## GOAL OF THE EXERCISE
Provide nothing except how many lines of the data contain the word "hence".

## MATERIAL PROVIDED

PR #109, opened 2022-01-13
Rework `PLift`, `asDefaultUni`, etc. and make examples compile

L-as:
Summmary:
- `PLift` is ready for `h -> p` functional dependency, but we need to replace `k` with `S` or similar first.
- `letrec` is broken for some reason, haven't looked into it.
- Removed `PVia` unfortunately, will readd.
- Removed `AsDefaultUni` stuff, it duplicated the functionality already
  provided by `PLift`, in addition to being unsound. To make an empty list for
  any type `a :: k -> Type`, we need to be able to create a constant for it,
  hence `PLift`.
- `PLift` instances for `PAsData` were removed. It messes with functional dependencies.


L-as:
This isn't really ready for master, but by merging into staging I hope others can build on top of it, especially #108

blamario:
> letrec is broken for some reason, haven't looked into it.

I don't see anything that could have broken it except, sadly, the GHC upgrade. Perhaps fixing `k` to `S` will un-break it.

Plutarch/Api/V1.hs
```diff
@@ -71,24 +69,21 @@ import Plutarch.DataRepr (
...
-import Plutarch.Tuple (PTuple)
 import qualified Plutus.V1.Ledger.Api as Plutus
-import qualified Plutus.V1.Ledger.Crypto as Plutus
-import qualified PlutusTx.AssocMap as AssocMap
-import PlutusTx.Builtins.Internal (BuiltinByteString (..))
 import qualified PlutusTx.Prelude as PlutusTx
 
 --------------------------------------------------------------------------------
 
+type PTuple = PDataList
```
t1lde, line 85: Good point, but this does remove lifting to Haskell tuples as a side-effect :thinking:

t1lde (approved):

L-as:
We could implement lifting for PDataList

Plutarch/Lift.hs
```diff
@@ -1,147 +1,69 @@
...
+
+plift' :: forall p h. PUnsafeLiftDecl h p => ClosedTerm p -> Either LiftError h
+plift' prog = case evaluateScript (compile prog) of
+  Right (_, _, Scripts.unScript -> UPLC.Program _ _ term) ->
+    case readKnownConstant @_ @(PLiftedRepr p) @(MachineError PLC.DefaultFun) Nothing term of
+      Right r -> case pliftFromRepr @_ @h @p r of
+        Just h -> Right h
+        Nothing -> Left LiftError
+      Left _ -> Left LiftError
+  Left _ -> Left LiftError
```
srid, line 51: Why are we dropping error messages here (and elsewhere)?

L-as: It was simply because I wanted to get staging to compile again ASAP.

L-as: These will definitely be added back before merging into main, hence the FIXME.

...

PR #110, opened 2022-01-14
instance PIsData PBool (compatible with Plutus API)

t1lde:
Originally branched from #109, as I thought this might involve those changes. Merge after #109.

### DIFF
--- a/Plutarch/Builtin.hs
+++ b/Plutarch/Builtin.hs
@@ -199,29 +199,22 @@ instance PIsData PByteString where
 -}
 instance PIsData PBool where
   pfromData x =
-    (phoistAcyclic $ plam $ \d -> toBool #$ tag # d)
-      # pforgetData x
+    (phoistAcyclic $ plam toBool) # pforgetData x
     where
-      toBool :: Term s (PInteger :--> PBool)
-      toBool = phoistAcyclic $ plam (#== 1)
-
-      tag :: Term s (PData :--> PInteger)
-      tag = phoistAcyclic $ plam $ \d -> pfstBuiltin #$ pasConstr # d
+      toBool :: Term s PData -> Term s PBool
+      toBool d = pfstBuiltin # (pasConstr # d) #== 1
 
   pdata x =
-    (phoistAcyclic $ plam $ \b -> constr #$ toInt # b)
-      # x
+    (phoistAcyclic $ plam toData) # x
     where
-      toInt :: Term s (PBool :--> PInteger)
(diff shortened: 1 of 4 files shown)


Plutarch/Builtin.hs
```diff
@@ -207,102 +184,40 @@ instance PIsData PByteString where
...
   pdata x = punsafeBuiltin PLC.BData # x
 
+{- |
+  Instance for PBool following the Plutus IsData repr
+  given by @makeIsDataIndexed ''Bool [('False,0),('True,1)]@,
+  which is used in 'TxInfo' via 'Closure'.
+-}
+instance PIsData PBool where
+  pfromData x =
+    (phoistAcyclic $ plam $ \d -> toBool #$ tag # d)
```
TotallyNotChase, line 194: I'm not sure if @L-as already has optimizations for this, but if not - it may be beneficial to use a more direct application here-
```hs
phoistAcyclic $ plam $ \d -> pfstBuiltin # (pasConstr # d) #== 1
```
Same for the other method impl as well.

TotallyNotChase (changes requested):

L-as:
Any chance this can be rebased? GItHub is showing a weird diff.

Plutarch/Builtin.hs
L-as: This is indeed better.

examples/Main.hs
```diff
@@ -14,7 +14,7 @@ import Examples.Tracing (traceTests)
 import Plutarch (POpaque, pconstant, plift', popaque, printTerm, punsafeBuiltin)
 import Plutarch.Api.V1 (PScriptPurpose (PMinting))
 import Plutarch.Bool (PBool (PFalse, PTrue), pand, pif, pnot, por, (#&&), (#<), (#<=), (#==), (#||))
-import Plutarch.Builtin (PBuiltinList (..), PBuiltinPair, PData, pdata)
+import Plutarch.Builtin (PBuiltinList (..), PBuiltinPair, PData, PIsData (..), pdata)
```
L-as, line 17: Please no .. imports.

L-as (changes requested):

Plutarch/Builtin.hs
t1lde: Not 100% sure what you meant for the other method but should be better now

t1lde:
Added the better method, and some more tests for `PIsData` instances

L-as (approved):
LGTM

...

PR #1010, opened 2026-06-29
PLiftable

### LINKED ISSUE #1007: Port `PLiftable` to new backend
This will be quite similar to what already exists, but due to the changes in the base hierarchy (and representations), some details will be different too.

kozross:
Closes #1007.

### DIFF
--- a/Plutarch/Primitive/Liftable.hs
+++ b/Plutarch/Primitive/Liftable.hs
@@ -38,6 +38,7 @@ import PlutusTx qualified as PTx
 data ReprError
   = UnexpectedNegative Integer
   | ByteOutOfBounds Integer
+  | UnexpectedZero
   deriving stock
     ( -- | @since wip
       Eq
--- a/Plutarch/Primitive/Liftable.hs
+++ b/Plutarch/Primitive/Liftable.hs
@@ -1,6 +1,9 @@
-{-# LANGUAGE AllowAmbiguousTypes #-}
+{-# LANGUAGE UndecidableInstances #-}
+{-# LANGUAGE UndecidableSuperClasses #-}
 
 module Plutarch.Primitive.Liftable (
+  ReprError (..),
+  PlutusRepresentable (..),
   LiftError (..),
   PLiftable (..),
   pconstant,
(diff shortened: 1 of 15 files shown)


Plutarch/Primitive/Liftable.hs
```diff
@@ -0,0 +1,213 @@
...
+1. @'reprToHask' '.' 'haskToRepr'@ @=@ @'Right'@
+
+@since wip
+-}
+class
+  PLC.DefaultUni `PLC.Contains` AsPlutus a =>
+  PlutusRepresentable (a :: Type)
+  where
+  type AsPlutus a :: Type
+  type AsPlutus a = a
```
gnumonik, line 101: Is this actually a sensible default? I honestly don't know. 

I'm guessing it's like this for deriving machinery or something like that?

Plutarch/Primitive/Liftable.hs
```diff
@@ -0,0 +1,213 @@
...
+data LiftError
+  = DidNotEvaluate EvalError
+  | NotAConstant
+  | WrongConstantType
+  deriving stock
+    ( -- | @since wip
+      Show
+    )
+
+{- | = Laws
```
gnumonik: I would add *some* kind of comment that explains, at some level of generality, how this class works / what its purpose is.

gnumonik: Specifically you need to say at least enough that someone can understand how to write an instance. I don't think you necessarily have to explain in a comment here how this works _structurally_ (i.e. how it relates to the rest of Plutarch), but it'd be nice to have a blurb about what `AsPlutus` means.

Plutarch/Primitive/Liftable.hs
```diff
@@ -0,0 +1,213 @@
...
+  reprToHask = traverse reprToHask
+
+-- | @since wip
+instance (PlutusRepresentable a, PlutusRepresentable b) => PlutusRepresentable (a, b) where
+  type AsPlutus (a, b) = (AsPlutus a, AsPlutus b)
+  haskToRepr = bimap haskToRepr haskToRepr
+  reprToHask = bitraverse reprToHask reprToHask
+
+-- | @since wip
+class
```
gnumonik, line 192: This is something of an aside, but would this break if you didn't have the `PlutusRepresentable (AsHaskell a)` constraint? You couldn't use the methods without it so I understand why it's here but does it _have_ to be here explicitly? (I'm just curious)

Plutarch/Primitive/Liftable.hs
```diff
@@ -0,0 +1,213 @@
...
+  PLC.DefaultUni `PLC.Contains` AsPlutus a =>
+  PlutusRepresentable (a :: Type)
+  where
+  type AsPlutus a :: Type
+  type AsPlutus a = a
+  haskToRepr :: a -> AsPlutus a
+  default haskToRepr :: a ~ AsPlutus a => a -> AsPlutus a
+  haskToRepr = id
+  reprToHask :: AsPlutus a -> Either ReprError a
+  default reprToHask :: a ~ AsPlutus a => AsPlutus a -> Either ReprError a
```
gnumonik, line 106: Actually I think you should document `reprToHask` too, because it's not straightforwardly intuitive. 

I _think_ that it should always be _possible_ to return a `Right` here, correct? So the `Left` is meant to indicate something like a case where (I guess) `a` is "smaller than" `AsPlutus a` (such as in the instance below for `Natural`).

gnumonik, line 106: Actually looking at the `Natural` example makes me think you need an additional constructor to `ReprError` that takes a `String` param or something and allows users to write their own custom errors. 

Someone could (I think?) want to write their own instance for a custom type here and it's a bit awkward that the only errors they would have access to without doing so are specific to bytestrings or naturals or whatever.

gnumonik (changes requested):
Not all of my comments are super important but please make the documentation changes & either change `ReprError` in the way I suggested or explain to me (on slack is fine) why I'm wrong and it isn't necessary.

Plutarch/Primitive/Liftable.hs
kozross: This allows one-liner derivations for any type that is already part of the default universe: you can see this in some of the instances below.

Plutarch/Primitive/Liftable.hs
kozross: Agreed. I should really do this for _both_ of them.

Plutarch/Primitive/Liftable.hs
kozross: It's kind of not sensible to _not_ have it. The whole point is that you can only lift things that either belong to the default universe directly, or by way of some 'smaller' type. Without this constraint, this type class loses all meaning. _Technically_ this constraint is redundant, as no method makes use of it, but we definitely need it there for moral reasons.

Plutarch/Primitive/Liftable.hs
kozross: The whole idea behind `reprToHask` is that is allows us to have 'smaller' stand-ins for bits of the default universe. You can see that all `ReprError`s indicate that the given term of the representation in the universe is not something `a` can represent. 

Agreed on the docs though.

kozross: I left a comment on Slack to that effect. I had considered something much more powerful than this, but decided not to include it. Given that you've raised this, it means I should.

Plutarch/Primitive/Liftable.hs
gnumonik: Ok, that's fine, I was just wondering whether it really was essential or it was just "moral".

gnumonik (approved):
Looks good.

## RESULT FOR THIS EXERCISE
2